* _INPUT RECORDS_
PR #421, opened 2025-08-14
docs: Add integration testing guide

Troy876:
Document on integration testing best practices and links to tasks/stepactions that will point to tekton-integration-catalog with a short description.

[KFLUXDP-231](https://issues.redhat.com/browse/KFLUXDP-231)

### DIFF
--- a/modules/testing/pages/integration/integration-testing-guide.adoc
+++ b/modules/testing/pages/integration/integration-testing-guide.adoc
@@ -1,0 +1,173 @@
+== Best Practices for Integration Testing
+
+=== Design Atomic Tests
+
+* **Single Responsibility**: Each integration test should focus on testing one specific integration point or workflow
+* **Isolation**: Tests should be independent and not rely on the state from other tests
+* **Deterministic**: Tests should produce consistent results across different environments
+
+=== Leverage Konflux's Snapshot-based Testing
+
--
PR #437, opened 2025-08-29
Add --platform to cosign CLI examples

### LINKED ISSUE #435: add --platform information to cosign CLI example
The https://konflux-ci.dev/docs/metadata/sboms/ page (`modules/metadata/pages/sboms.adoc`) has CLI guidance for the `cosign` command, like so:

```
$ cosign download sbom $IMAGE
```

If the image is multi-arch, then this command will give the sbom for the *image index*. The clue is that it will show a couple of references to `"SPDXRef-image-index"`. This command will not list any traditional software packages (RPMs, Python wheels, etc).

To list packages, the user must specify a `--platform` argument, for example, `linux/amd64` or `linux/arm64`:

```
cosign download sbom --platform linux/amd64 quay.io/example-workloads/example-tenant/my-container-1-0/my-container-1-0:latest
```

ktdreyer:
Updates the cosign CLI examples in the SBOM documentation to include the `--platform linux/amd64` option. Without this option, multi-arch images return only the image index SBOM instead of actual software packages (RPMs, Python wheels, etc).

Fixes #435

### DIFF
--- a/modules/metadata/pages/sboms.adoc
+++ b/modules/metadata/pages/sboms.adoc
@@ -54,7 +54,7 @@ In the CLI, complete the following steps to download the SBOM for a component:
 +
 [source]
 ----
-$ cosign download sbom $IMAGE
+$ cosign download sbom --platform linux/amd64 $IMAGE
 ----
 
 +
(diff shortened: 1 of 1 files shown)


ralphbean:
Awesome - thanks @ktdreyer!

* _BRIEF_
Output the lines of the records above exactly as they appear, from the line containing "(diff shortened: 1 of 1 files shown)" through the line containing "Awesome - thanks @ktdreyer!".

* _OUTPUT FOR THIS EXERCISE_
(diff shortened: 1 of 1 files shown)


ralphbean:
Awesome - thanks @ktdreyer!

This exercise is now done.